Although the Shibari / Kinabaku includes a very powerful physical, mental and mental experience, and can take the relationship to new and experiential places it is not mental or psychological treatment in any form. This warning is widely accepted and recognized worldwide because of cases where people have presented themselves as healers and have done considerable mental damage to their associates or exploited them physically and sexually in other cases.

Why Shibari / Kinbaku isn't a treatment?

  • Shibari / Kinbaku is a tying technique methods, not a treatment techniques.

  • “Certified therapist” or “therapy” in Shibari / Kinbaku doesn't exist (for now) and there is no institutional recognition of such treatment.

  • Authorized therapists don't refer patients to do bondage as a treatment.

  • If some person is personally relieved of his physical or mental pain as a result from Shibari / Kinbaku activity - he chooses to engage in this activity like any other activity, for example: extreme sports, camping, etc.

  • A person who wants to do Shibari / Kinbaku activity to deal with his own fears and concerns - is not doing therapy - but personal coping. For example: skydiving as dealing with fear of heights, performing on stage as dealing with stage fright, etc.

  • There are complex emotional effects created in Shibari / Kinbaku - so it is difficult to bring the desired effect as opposed to the effect that can cause damage.

  • A person asks to be tied up by a rigger to experience Shibari / Kinbaku. If the model sees it as a treatment - it will be his personal and non-binding interpretation, since the rigger isn't a therapist and therefore does not have the therapist's responsibility.

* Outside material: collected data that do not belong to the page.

PR #71, opened 2021-04-28
fix: clear event list on user change to prevent unexpected campaign displays (SDKCF-3727)

imaginaris:
# Description
This fixes a situation when userA logs multiple events for given campaign that has a matching trigger and the display limit was reached, so when userB logs in with fresh impression counter, all stacked events from previous user make the campaign display immediately (even multiple times until userB's impression limit is reached)

## Links
SDKCF-3727

# Checklist

### DIFF
--- a/Tests/EventMatcherSpec.swift
+++ b/Tests/EventMatcherSpec.swift
@@ -248,6 +248,27 @@ class EventMatcherSpec: QuickSpec {
                     expect(eventMatcher.containsAllMatchedEvents(for: campaign)).to(beFalse())
                 }
             }
+
+            context("when calling clearNonPersistentEvents") {
+
+                it("will clear all matched non-persistent events") {
+                    campaignRepository.list = [testCampaign]
+                    eventMatcher.matchAndStore(event: LoginSuccessfulEvent())
+                    expect(eventMatcher.matchedEvents(for: testCampaign)).toNot(beEmpty())
+
+                    eventMatcher.clearNonPersistentEvents()
+                    expect(eventMatcher.matchedEvents(for: testCampaign)).to(beEmpty())
+                }
+
+                it("will not clear persistent events") {
+                    campaignRepository.list = [testCampaign]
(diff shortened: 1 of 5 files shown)


Tests/EventMatcherSpec.swift
```diff
@@ -248,6 +248,27 @@ class EventMatcherSpec: QuickSpec {
                     expect(eventMatcher.containsAllMatchedEvents(for: campaign)).to(beFalse())
                 }
             }
+
+            context("when calling wasClearNonPersistentEvents") {
```
donnie-jp: Typo?
wasClearNonPersistentEvents -> clearNonPersistentEvents

imaginaris: Copy/paste leftover :/

Tests/InAppMessagingModuleSpec.swift
```diff
@@ -278,6 +278,29 @@ class InAppMessagingModuleSpec: QuickSpec {
...
+                                        eventMatcher.wasClearNonPersistentEventsCalled = false // reset
+                                        iamModule.registerPreference(prefB)
+                                        expect(eventMatcher.wasClearNonPersistentEventsCalled).to(beTrue())
+                                    }
+                            }
+
+                            it("will not clear event list when user did not log out or change to another user") {
+                                [(nil, aUser), (IAMPreference(), aUser),
+                                 (nil, nil), (nil, IAMPreference()),
+                                 (IAMPreference(), nil), (IAMPreference(), IAMPreference())]
```
donnie-jp, line 296: Why is (IAMPreference(), nil) not considered log out? Cos it's an empty prefs object?

donnie-jp (approved):
LGTM

Tests/InAppMessagingModuleSpec.swift
imaginaris: Yeah. prefs can be `nil` empty with nil fields (IAMPreference()) and empty with empty fields (which I didn't test)... It all depends on how host app is using the SDK.

PR #76, opened 2021-05-12
fix: fix a situation when incrementImpressionsLeft was called twice when calling `closeMessage` API

imaginaris:
# Description
`closeMessage` sends onDismiss call with cancelled flag and that already makes completion handler in Router to call `incrementImpressionsLeftInCampaign`

# Checklist

### DIFF
--- a/RInAppMessaging/Classes/Router.swift
+++ b/RInAppMessaging/Classes/Router.swift
@@ -14,8 +14,7 @@ internal protocol RouterType: AnyObject {
                          completion: @escaping (_ cancelled: Bool) -> Void)
 
     /// Removes displayed campaign view from the stack
-    /// - Returns: a campaign associated with displayed message or nil if no message was displayed
-    func discardDisplayedCampaign() -> Campaign?
+    func discardDisplayedCampaign()
 }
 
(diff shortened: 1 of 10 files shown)


RInAppMessaging/Classes/Router.swift
```diff
@@ -29,21 +28,17 @@ internal class Router: RouterType {
...
     }
 
-    func discardDisplayedCampaign() -> Campaign? {
-        return displayQueue.sync {
-            let discard: () -> Campaign? = {
-                guard let rootView = UIApplication.shared.getKeyWindow() else {
-                    return nil
+    func discardDisplayedCampaign() {
+        displayQueue.sync {
+            DispatchQueue.main.async {
```
donnie-jp, line 33: Is the main q needed because you're calling `UIApplication` API?

donnie-jp (approved):
LGTM

RInAppMessaging/Classes/Router.swift
imaginaris: Yes. especially the `removeFromSuperview()` part

PR #78, opened 2021-05-19
improve: defer events that were logged before SDK was initialized (SDKCF-3821)

imaginaris:
# Description
This improvement ensures the desired order of API calls being executed when getConfig request is processing or was scheduled (retry logic).

## Links
SDKCF-3821

# Checklist

### DIFF
--- a/RInAppMessaging/Classes/InAppMessagingModule.swift
+++ b/RInAppMessaging/Classes/InAppMessagingModule.swift
@@ -121,12 +121,12 @@ internal class InAppMessagingModule: AnalyticsBroadcaster,
 
     private func flushEventBuffer(void: Bool) {
         if !void {
-            self.eventBuffer.forEach {
-                self.eventMatcher.matchAndStore(event: $0)
+            eventBuffer.forEach {
+                eventMatcher.matchAndStore(event: $0)
             }
             campaignTriggerAgent.validateAndTriggerCampaigns()
         }
-        self.eventBuffer.removeAll()
+        eventBuffer.removeAll()
     }
 }
 
--- a/RInAppMessaging/Classes/InAppMessagingModule.swift
+++ b/RInAppMessaging/Classes/InAppMessagingModule.swift
@@ -64,9 +64,9 @@ internal class InAppMessagingModule: AnalyticsBroadcaster,
 
             if enabled {
                 self.campaignsListManager.refreshList()
-                self.flushEventBuffer(void: false)
+                self.flushEventBuffer(discardEvents: false)
             } else {
-                self.flushEventBuffer(void: true)
+                self.flushEventBuffer(discardEvents: true)
                 deinitHandler()
             }
         }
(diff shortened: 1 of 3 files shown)


RInAppMessaging/Classes/InAppMessagingModule.swift
```diff
@@ -109,6 +118,16 @@ internal class InAppMessagingModule: AnalyticsBroadcaster,
         }
         router.discardDisplayedCampaign()
     }
+
+    private func flushEventBuffer(void: Bool) {
+        if !void {
+            self.eventBuffer.forEach {
```
donnie-jp: Is `self.` necessary in this function?

imaginaris: not necessary. Copy&paste issue. The same goes for other `self.` in this method

RInAppMessaging/Classes/InAppMessagingModule.swift
```diff
@@ -109,6 +118,16 @@ internal class InAppMessagingModule: AnalyticsBroadcaster,
         }
         router.discardDisplayedCampaign()
     }
+
+    private func flushEventBuffer(void: Bool) {
```
donnie-jp: Not sure about naming the param `void`.

Maybe `discardEvents` is clearer?

imaginaris: Me neither 😞 Any ideas? 'dispose'?

donnie-jp (approved):
LGTM - made a couple of small suggestions

RInAppMessaging/Classes/InAppMessagingModule.swift
donnie-jp: dispose, delete or discard (I updated my comment above) are clearer I think

Tests/InAppMessagingModuleSpec.swift
```diff
@@ -142,6 +158,62 @@ class InAppMessagingModuleSpec: QuickSpec {
...
+                        expect(eventMatcher.loggedEvents).toEventually(haveCount(1), timeout: .seconds(2))
+                    }
+
+                    it("should wait synchronously with registerPreference method") {
+                        let preference = IAMPreferenceBuilder().setUserId("user").build()
+                        queue.async {
+                            iamModule.registerPreference(preference)
+                        }
+                        expect(preferenceRepository.preference).toAfterTimeout(beNil())
+                        expect(preferenceRepository.preference).toEventually(equal(preference), timeout: .seconds(2))
```
malayli, line 187: Is this expect needed?
```
expect(preferenceRepository.preference).toAfterTimeout(beNil())
```

malayli (approved):

Tests/InAppMessagingModuleSpec.swift
imaginaris: Kind of. It checks if preference object wasn't set right after `registerPreference(preference)`. I wanted a slightly different logic to make this more understandable but I couldn't accomplish it with `waitUntil` (I'd had to use DispatchGroup)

  • Intimacy that are created in Shibari / Kinbaku - is contrary to any accepted ethical code in a therapeutic setting. 

  • Alternative therapists who present themselves as Shibari / Kinbaku therapists - are not necessarily knowledgeable in therapy or Shibari / Kinbaku and are not necessarily aware of the dangers and clinical side effects.

  • If a rigger presents himself as a "Shibari / Kinbaku therapist" -  there will be no personal relationships of any kind, including friendship,  relationship, sexual contact or any contact beyond the minimum required for laying ropes. Even if he is a authorized therapist, treatment within BDSM relationships may not be possible - since the therapist is emotionally involved.